TASK INSTRUCTIONS:
From the entries below, copy each line in which the word "blocking" occurs.

MATERIALS PROVIDED:
PR #3447, opened 2026-08-23
EDM-4845: Retry transient vulnerability fleet creation

eldar101:
## Summary

- Retry transient API transport failures when the vulnerability lifecycle test creates its fleet after suite setup restarts services.
- Preserve fail-fast behavior for non-retryable fleet creation errors with `StopTrying`.

## Release target

- [x] release-1.3

Target release: release-1.3


Samudelacruz77 (approved):
lgtm

PR #3448, opened 2026-08-23
EDM-5207 : Reset device labels in E2E helper

eldar101:
## Summary
- keep the E2E test-id label when SetLabelsForDevice is called with nil/empty labels
- ensure reset calls remove fleet-selector labels instead of sending nil labels that ReplaceDevice preserves

This fixes the E2E helper so “reset labels” actually removes the fleet labels from the device.
Before, SetLabelsForDevice(deviceID, nil) set labels to nil, but the API preserves nil labels on replace, so old labels stayed. The test then kept matching both fleets and timed out waiting for MultipleOwners to clear.
Now the helper keeps only the test-id label, removing the fleet selector labels while preserving cleanup.

## Release target
release-1.3
Target release: release-1.3


dudyas6 (approved):
lgtm

PR #3449, opened 2026-08-23
EDM-5289: Wait for catalog ref OS updates through reboot

eldar101:
## Summary
- use the existing reboot-aware rendered-version wait for OS catalog-ref updates
- avoid the 5m render-only wait while the device is still applying/rebooting into the resolved image

## Release target
release-1.3
Target release: release-1.3


Samudelacruz77 (approved):
LGTM

PR #3451, opened 2026-08-24
EDM-4115: e2e test for vm app with volumes

itzikb-redhat:
e2e tests for vm app with volumes

Add two volumes to a vm app:
A disk with a file with the text hello
An empty disk

Mount the disks and check that the file exists in the first disk and
the second one is writeable.

Other changes:
Used a template for vm spec
Check that SSH is open before login to the vm app

### DIFF
--- a/test/e2e/vm/vm_test.go
+++ b/test/e2e/vm/vm_test.go
@@ -54,6 +54,15 @@ const (
 	vmBPublishedUDPPort              = 9090
 	vmGuestSSHPort                   = 22
 	vmGuestMemory                    = "1024M"
+	vmHostDataImagePath              = "/var/lib/flightctl/vm-data/test-vm.img"
+	vmExtraDataSize                  = "10M"
+	vmHostDataHelloContent           = "hello"
+	vmHostDataGuestDisk              = "vdc"
+	vmExtraDataGuestDisk             = "vdd"
+	vmHostVolumeSetupScriptPath      = "/usr/local/bin/verify-vm-host-volumes.sh"
+	vmHostDataHelloFile              = "/var/tmp/host-data-hello.txt"
+	vmExtraDataUsedFile              = "/var/tmp/extradata-used.txt"
+	vmExtraDataUsedContent           = "used"
 	configDriveIndexHTMLContent      = "Hello from ConfigDrive"
 	systemdSubStateActive            = "active"
 	systemdSubStateRunning           = "running"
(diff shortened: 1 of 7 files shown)


asafbennatan (commented):
See comments below

test/e2e/vm/vm_test.go
```diff
@@ -453,6 +508,111 @@ func getPodmanContainerID(h *e2e.Harness, containerName string) string {
...
+		g.Expect(sshErr).NotTo(HaveOccurred(), "reading guest file %s failed", path)
+		g.Expect(out).To(ContainSubstring(want), "guest file %s", path)
+	}, testutil.LONG_TIMEOUT, testutil.POLLING).Should(Succeed())
+}
+
+func expectGuestDiskCount(h *e2e.Harness, want int) []string {
+	GinkgoHelper()
+	var disks []string
+	Eventually(func(g Gomega) {
+		out, sshErr := h.RunSSHOnDeviceLocalPortRaw(vmPublishedSSHPort, vmGuestUser, vmGuestPassword, "sudo", "-n", "lsblk", "--virtio", "-d", "-n", "-l", "-v", "-o", "NAME")
```
asafbennatan: `expectGuestDiskCount` uses `RunSSHOnDeviceLocalPortRaw` and then splits the entire stdout into disk names. Nested SSH already documents that device or guest profiles can print onto stdout, which is why the last-line helper exists.

`lsblk ... -o NAME` prints one disk per line:

```
vda
vdb
vdc
vdd
```

Nested SSH can prefix that with MOTD text. `parseLsblkDisks` splits on whitespace, so `Welcome to Fedora` becomes extra "disks" and `HaveLen(4)` never matches.

Using last-line SSH on that output would keep only `vdd` and drop the other three. `paste -sd, -` joins the names onto one line first:

```
vda,vdb,vdc,vdd
```

Then last-line SSH keeps that whole list, and `parseLsblkDisks` already splits on commas.

```suggestion
		out, sshErr := h.RunSSHOnDeviceLocalPort(vmPublishedSSHPort, vmGuestUser, vmGuestPassword, "bash", "-lc", "lsblk --virtio -d -n -l -o NAME | paste -sd, -")
```

test/harness/e2e/harness_application.go
```diff
@@ -44,6 +44,79 @@ func VMYAMLWithCPU(name, guestMemory, image string, cpuCores int, cloudInitUserD
 	return vmYAMLManifest(name, guestMemory, image, cpuCores, VMCloudInitNoCloudVolume(cloudInitUserData))
 }
 
+// VMYAMLWithHostVolumes builds a VM manifest with optional hostDisk and blank dataVolume disks.
```
asafbennatan: `VMYAMLWithHostVolumes` is a second full VirtualMachine sprintf next to `vmYAMLManifest`, with extra disks glued in by concatenating indented fragments. YAML layout then lives in `%s` slots and has to stay aligned by hand.

The e2e libvirt helper already does this with `text/template` and `//go:embed domain-template.xml`. Would a single VM YAML template with `{{if .HostDiskPath}}` / `{{if .ExtraDataSize}}` (and the CPU block the same way) replace both sprintf functions? Indentation stays in the template file, and optional volumes do not need a second copy of the manifest.

test/e2e/vm/vm_test.go
```diff
@@ -342,6 +352,51 @@ var _ = Describe("VM Applications", Ordered, func() {
 		By("Verifying serial console login with the updated cloud-init password")
 		expectSerialLoginWithPassword(harness, deviceID, vmAppName, vmGuestUser, vmModifiedGuestPassword)
 	})
+
+	// HostDisk plus a blank dataVolume appear as extra guest disks. Removing both
```
asafbennatan, line 367: This spec attaches `hostDisk` plus a blank `dataVolume` and then removes them. Extra VM disks live in `vm.yaml`; `VmApplication` has no `volumes:` (`image` / `mount` are compose/quadlet/container only). On a FlightCtl device, vm-to-quadlet is what actually materializes disks (there is no cluster CDI). Expected guest outcomes:

- `containerDisk`: the guest sees a disk whose contents come from an OCI image. Nothing has to exist on the device beforehand. This suite already uses it for the Fedora OS disk. A seeded extra disk with a known file would come from an image that already contains that file.
- `emptyDisk` (`capacity`): virt-launcher creates a sparse qcow2 in emptyDir at VM start. The guest sees an empty writable disk. A guest reboot keeps it. Recreating the virt-launcher pod does not: in standalone/quadlet, emptyDir is tmpfs and is fresh on every pod start. There is no `qemu-img` init container and no host path.
- `dataVolume` with `source.blank`: vm-to-quadlet injects an `init-disk-*` container that runs `qemu-img create -f raw disk.img <size>` if the file is missing (or resizes if it is too small). The guest sees an empty raw disk of that size. The file lives in a Podman named volume, so it survives virt-launcher restarts on that host. That is the provisioning step; it is not a Kubernetes StorageClass.
- `hostDisk`: the guest sees the file at the given host path. vm-to-quadlet does not run `qemu-img` for this type. `DiskOrCreate` will create an empty file if the path is missing. This spec uses `DiskOrFail`, so the path must already exist or the VM does not start. Putting `hello.txt` on it still requires something else to format and seed the image.

This test seeds `hello` by formatting a host file, then attaches it with `DiskOrFail`. The empty extra disk is `dataVolume` blank, which the converter will create. If the contract is attach/detach of those two kinds, that matches the spec name. If the contract is the PR body's "disk with a file" and "empty writable disk" without a host-side prep script, would `containerDisk` plus either `emptyDisk` or blank `dataVolume` be closer?

test/e2e/vm/vm_test.go
itzikb-redhat: Done

test/e2e/vm/vm_test.go
itzikb-redhat: It's intended to be disk with a file from the host as well a writeable empty disk

test/harness/e2e/harness_application.go
itzikb-redhat: Updated

test/e2e/vm/vm_test.go
asafbennatan: this is fine , just making sure , that the intention here is to test host disk under the context of possible disk types mentioned above

asafbennatan (dismissed):
Looks good. Templates and the hostDisk + blank dataVolume contract match the intent.

The lsblk helper still uses full nested-SSH stdout (`expectGuestDiskCount`); MOTD can still inflate the disk list. Not blocking.

test/e2e/vm/vm_test.go
asafbennatan: The lsblk helper still uses full nested-SSH stdout (expectGuestDiskCount); MOTD can still inflate the disk list. Not blocking.

itzikb-redhat:
> The lsblk helper still uses full nested-SSH stdout (`expectGuestDiskCount`); MOTD can still inflate the disk list. Not blocking.

In the end expectGuestDiskCount is using runSSHOnDeviceLocalPort which runs with RequestTTY=no so MOTD should not be shown.

asafbennatan:
> In the end expectGuestDiskCount is using runSSHOnDeviceLocalPort which runs with RequestTTY=no so MOTD should not be shown.

MOTD was an example , 
expectGuestDiskCount taking full stdout and parseLsblkDisks splitting on commas, newlines, and spaces. Any extra word on that stream becomes a fake disk

paste -sd, - plus last-line SSH is still the right shape: one line of names, then the same trim whoami already uses. Raw is there so multi-line lsblk is not reduced to vdd. Join first, then last-line.

in any case i consider this a nit

asafbennatan (approved):
LGTM , see the nit above

itzikb-redhat:
> LGTM , see the nit above

Please take a look at the change.10x

asafbennatan (approved):
LGTM

PR #3452, opened 2026-08-24
EDM-4115: e2e test for a domain of a vm app is crashed

itzikb-redhat:
e2e test for a domain of a vm app is crashed

Suspend a vm app domain - Application summary should be Degraded
Resume the domain - Should return to Healthy


asafbennatan (approved):
LGTM

PR #83, opened 2023-01-20
Provide more precise dependency specification

candleindark:
Provide a more precise dependency specification by modifying the `setup.cfg` file and adding requirement files.

### DIFF
--- a/setup.cfg
+++ b/setup.cfg
@@ -36,6 +36,9 @@ tests =
     coverage>=7.0
     pytest>=7.0
     pytest-cov>=4.0
+
+dev =
+    %(tests)s
     tox>=3.0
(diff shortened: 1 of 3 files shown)


setup.cfg
```diff
@@ -33,9 +33,11 @@ datalad.extensions =
 
 [options.extras_require]
 tests =
-    coverage
-    pytest
-    pytest-cov
+    coverage>=7.0
+    pytest>=7.0
+    pytest-cov>=4.0
+    tox>=3.0
```
yarikoptic, line 39: What about doing smth like this so there is a dedicated `dev`:

```suggestion
[dev]
    %(tests)s
    tox>=3.0
```

PR #85, opened 2023-01-29
Restrict SQLAlchemy to version before 2.0

candleindark:
The latest SQLAlchemy, version 2.0, 01-26-2023, is currently incompatible with our project. Let's restrict the version of SQLAlchemy to before 2.0 for now.


yarikoptic:
fine with me

Issue #86, opened 2023-01-31
Configure the Celery service to have a backend


candleindark:
[The Celery service needs to have a backend service to communicate task statuses and results](https://stackoverflow.com/a/41546250/4635580). Set up a backend service for the Celery service and have the Celery service utilize it.

candleindark:
This is to be closed by #222.

candleindark:
#222 is complete and merged. Thus, this is done.

Issue #93, opened 2023-02-04
Failures in dataset population


candleindark:
Datalad registry instance failed to handle population of datasets listed on https://github.com/datalad/datalad-usage-dashboard intermittently.

The population of Datalad registry instance using the first 10 and first 20 active datasets on GitHub listed on https://github.com/datalad/datalad-usage-dashboard failed intermittently. Individual failures are unique in the sense that individual population attempt failed at gathering information about different datasets.

Resolving https://github.com/datalad/datalad-registry/issues/86 would be helpful in location the cause of this issue.

candleindark:
One observation is that the failure of one submission of urls to a Datalad registry instance using `registry_submit_urls` doesn't seem to affect the result of another submission of urls to the same instance using `registry_submit_urls`.

candleindark:
Another observation is that the failure of population of dataset info can fail for a subsequent submission of URLs using  `registry_submit_urls` to a Datalad registry instance as well as the first submission to the Datalad registry instance.

yarikoptic:
- what failures did you observe?  
- any structure to them or logs?

yarikoptic:
#134 and #135 might be of this kind but more specific.  #133 might provide  an instrumentation to ease debugging.
Do you want to keep this issue open @candleindark or should we consider more specific to be replacement to it?

candleindark:
I think we should keep this open for now. #134 and #135 might be manifestations of this problem but this problem can possibly appear in a different way.

PR #96, opened 2023-02-08
Add Celery backend

candleindark:
Configure Celery to have a backend. This PR resolves https://github.com/datalad/datalad-registry/issues/86.

### DIFF
--- a/datalad_registry/config.py
+++ b/datalad_registry/config.py
@@ -21,7 +21,7 @@ def _log_level() -> Union[str, int]:
 
 class Config(object):
     CELERY_BROKER_URL = os.environ.get("CELERY_BROKER_URL", "amqp://localhost:5672")
-    CELERY_result_backend = os.environ["CELERY_RESULT_BACKEND"]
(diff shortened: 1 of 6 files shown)


candleindark:
The current state of this PR should have added a backend to the Celery service correctly. However, the tests for the project need to be adjusted. The test GitHub Action may also need to be adjusted as well for testing now requires a running Redis service.

The current state, with a backend set up, should be useful in resolving https://github.com/datalad/datalad-registry/issues/93.

yarikoptic:
oh, so current run on typhon is working ok without celery backend?

candleindark:
> oh, so current run on typhon is working ok without celery backend?

The backend service is running in Typhon but not utilized.

The tests need to be updated before I can merge this code.

candleindark:
Frankly, I want to rewrite some of the code that set up the Flask app and Celery app. Those code currently are really messy. Rewriting those code will also re-attach the backend but possibly in a even more uniform way, along with other configurations.

yarikoptic:
do we still need this PR in the long run?

candleindark:
This solution has been incorporated into #222. Thus, this PR should be closed.

PR #97, opened 2023-02-08
Modify broker container specifications

candleindark:
This PR changes few specs for the Celery broker:

1. Set a password
2. For security, restrict access to localhost only
3. Expose only the relevant environment variables


yarikoptic:
if works, I don't see why not ;)

Issue #89, opened 2023-01-31
Run via rootless podman or singularity/apptainer?


yarikoptic:
We should check with @asmacdo if that would be possible to avoid possible "kill all by using docker" scenario ;)

asmacdo:
huh?

asmacdo:
Without fully understanding the use case I think the answer is yes.

With podman, we have 4 options.
- run podman as root, run container as root
- run podman as root, run container as non-root (specify -u someuser)
- run podman as non-root, run the container as root (ex. UID 0 inside the container maps to UID 1000)
- run podman as non-root, run the container as non-root. safety first!

yarikoptic:
FWIW we have `podman` installed on smaug now.
In development mode we need to start `db` and `broker` from https://github.com/datalad/datalad-registry/blob/master/docker-compose.yml . 
https://github.com/datalad/datalad-registry/blob/master/up is the script used for that purpose. 

Can you @asmacdo work with @candleindark and research into possibility of the "non-root" execution of those instances?  I think it should be feasible since really there is no need for "outside root" - ports they use are not privileged so for that root also would not be needed.

candleindark:
@yarikoptic Podman on Smaug is currently @ 3.0.1. Can we have it updated to the current version 4.4.1?

yarikoptic:
I've tried to backport 4.3.1 (present in debian unstable) but "no good".

Why would we need 4.4.1?  is there a way for user-space installation (attn @asmacdo)?

asmacdo:
Seems like it's **possible** but probably not worth the effort.

https://github.com/containers/podman/issues/3100

candleindark:
> I've tried to backport 4.3.1 (present in debian unstable) but "no good".
> 
> Why would we need 4.4.1? is there a way for user-space installation (attn @asmacdo)?

All the documentation I have been reading is at version 4+. I was just wondering if we can upgrade to version 4+ just for consistency. It actually don't have to be 4.4.1 in particular.

candleindark:
Datalad-registry has been run by Podman for more than 7 days. I think we should close this issue.

yarikoptic:
feel welcome to close issues you consider addressed. Where possible/relevant -- reference a commit or PR which closed it.  In this case I guess it might benefit from a quick section in README.md on podman and settings to use to avoid containers being killed.

candleindark:
Note:
[...]

PR #98, opened 2023-02-10
BF: Handle IncompleteResultsError in cloning dataset

candleindark:
Cloning a dataset sometimes can fail with an IncompleteResultsError. Simply retrying will resolve the problem in most cases.

This PR is only a step toward a solution for https://github.com/datalad/datalad-registry/issues/93. A complete solution would require the handling of the case in which all retries of cloning fail. However, with this PR, the population of datasets would be stable enough for the work for https://github.com/datalad/datalad-registry/issues/89 to start.

### DIFF
--- a/datalad_registry/tasks.py
+++ b/datalad_registry/tasks.py
@@ -3,9 +3,11 @@ import errno
 import logging
 from pathlib import Path
 from shutil import rmtree
+import time
 from typing import Any, Dict, List, Optional, Tuple, Union
 
 from celery import group
+from datalad.support.exceptions import IncompleteResultsError
 from pydantic import StrictStr, validate_arguments
 
 from datalad_registry import celery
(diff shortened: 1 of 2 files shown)


datalad_registry/tasks.py
```diff
@@ -33,7 +34,22 @@ def clone_dataset(url: str, ds_path: Path) -> Any:
...
-        ds = dl.clone(url, ds_path_str)
+        max_incomplete_results_errs = 5
+        incomplete_results_err_count = 0
+
+        # Clone the dataset @ url into ds_path
+        while True:
+            try:
+                ds = dl.clone(url, ds_path_str)
+            except IncompleteResultsError:
+                lgr.warning(f"Incomplete results error in cloning {url}. Trying again.")
```
yarikoptic, line 45: `os.unlink(ds_path_str)` before retrying to ensure that follow up re-cloning is not somehow skipping since target exists but not fully kosher.

yarikoptic:
in the future checkout the tenacity library for generic framework for retries

PR #103, opened 2023-02-23
Use bind mounts instead of named volumes

candleindark:
Use bind mounts instead of named volumes for easy of allocation of resources in the host machine.


yarikoptic:
didn't try but if works -- great!

PR #104, opened 2023-02-23
Unique urls

candleindark:
Ensure the URLs submitted by each run of the `population.py` script are unique. This is useful in getting the actual number of datasets to be handled by the datalad registry instance.


yarikoptic:
looks good. thanks

PR #106, opened 2023-02-23
Use dict to preserve order of retrieved URLs for population

candleindark:
While [dictionaries are insertion ordered](https://stackoverflow.com/a/39980744/4635580), sets are not. It is better to use a dictionary to preserve the order of dataset URLs read from the usage dashboard so that we get the URLs for submission to the Datalad registry instance in a consistent order across multiple runs of the `population.py` script.


yarikoptic:
sounds good

PR #107, opened 2023-02-28
Use --always with git describe so we always have some

yarikoptic:


yarikoptic:
I think lint concern is unrelated right?

candleindark:
> 



> I think lint concern is unrelated right?

I can't really tell for I can't access the changes Black has put in. However, it should be fine to just merge. Black will enforce the format next time I modify the same file.

PR #115, opened 2023-03-01
HTTP Method handling

candleindark:
Remove unneeded checks of HTTP methods inside view functions, and make acceptable HTTP methods more explicit.


yarikoptic:
Makes sense , thanks!

PR #113, opened 2023-03-01
Establish model for meta data of URL

candleindark:
This pull request is intended to resolve https://github.com/datalad/datalad-registry/issues/108.

PR #118, opened 2023-03-05
Remove customized table name

candleindark:
[`__tablename__` doesn't need to be defined when using Flask-SQLAlchemy's model](https://flask-sqlalchemy.palletsprojects.com/en/3.0.x/models/#defining-models). Let's remove the customized table name and adopt the naming convention implemented by Flask-SQLAlchemy.

### DIFF
--- a/datalad_registry/models.py
+++ b/datalad_registry/models.py
@@ -8,9 +8,6 @@ migrate = Migrate()
 
 
 class URL(db.Model):  # type: ignore
-
-    __tablename__ = "urls"
-
     id = db.Column(db.Integer, primary_key=True, nullable=False)
     url = db.Column(db.Text, nullable=False, unique=True)
     ds_id = db.Column(db.Text, nullable=True)
--- a/migrations/versions/769fc6a4d2ea_removing_customized___tablename___urls_.py
+++ b/migrations/versions/769fc6a4d2ea_removing_customized___tablename___urls_.py
@@ -1,0 +1,22 @@
+"""Removing customized __tablename__ urls, and let URL model to assume default name
+
+Revision ID: 769fc6a4d2ea
+Revises:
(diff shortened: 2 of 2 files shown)


yarikoptic:
wouldn't this need some kind of migration so we could just keep using already collected data in DB?

candleindark:
> wouldn't this need some kind of migration so we could just keep using already collected data in DB?

Yes. I believe so. I rather do it right though, and we need to do migration sooner or later. Even without migration, the repopulation of all the dataset we have takes about 2 hours on Typhon.

For migration, can we use https://github.com/miguelgrinberg/flask-migrate?

yarikoptic:
even though quick to repopulate - might be nice to practice migration.  that repo sounds good -- popular etc. See how it could be all "automated" nicely.

yarikoptic:
FWIW the only other flask app I use/know is https://salsa.debian.org/snapshot-team/snapshot  and it seems that one had ad-hoc logic implemented for each upgrade: https://salsa.debian.org/snapshot-team/snapshot/-/tree/master/db

@vmdocua did you ever have to deal with flask apps and their DB upgrades by any chance?

candleindark:
> 

No, I have not, but I will try it after finishing https://github.com/datalad/datalad-registry/pull/113.

candleindark:
This PR is dependent on https://github.com/datalad/datalad-registry/pull/126. Rebase this PR after https://github.com/datalad/datalad-registry/pull/126 is successfully merge to master to get the relevant commits.

yarikoptic (approved):
If that is what you want to do -- go ahead , merge away ;)

candleindark:
> If that is what you want to do -- go ahead , merge away ;)

Thanks for the freedom. I appreciate it.

PR #128, opened 2023-03-13
Add docker as a dependency

candleindark:
By adding this dependency, we can utilize [Docker Engine API](https://docs.docker.com/engine/api/) for testing and development in Python.


yarikoptic (changes requested):
"we can" or "we do"? I see no point of adding a dependency which we do not use yet . If there is a use of it you are planing to do as a tool, please add to CONTRIBUTING.md

candleindark:
I see your point. I will include this in a PR that actual uses it.

PR #900, opened 2024-07-22
Improve AnimationComponent and AnimationWindow

AttackButton:
I made some improvements to the animation component, starting with the AnimationComponent::Stop() function, so that it updates immediately without waiting for AnimationComponent::Play() to be called again.


turanszkij (changes requested):
This pull request breaks things in existing animations. I haven't investigated what causes it, but the fighting game script's animations break. The FPS sample (patreon only) also breaks in a way, characters can blow up when they are shot dead. Existing animation logic should not change.

turanszkij (approved):

Issue #901, opened 2024-07-24
TextInputField Input Loss When Hovering Over Entities Tree


AttackButton:
Starting to type in a TextInputField and then hovering the mouse over the Entities Tree area (without clicking) causes the input to be canceled, resulting in the loss of the entered text.

I'm not sure if this issue occurs with other widgets.

![input_cancel](https://github.com/user-attachments/assets/40d3fd14-45cc-46c7-b229-2f41bc199131)

turanszkij:
Thanks for reporting, it should be fixed.

PR #907, opened 2024-08-02
Prevent delete key from removing an entity when TextInputField is active

AttackButton:
It is similar to https://github.com/turanszkij/WickedEngine/issues/901. Fixed an issue where pressing the delete key would remove an entity if the mouse was hovering over the entity tree list, instead of deleting a character in the TextInputField.


turanszkij (approved):

turanszkij:
Thanks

RESPONSE TO THIS TASK:
The lsblk helper still uses full nested-SSH stdout (`expectGuestDiskCount`); MOTD can still inflate the disk list. Not blocking.
asafbennatan: The lsblk helper still uses full nested-SSH stdout (expectGuestDiskCount); MOTD can still inflate the disk list. Not blocking.
> The lsblk helper still uses full nested-SSH stdout (`expectGuestDiskCount`); MOTD can still inflate the disk list. Not blocking.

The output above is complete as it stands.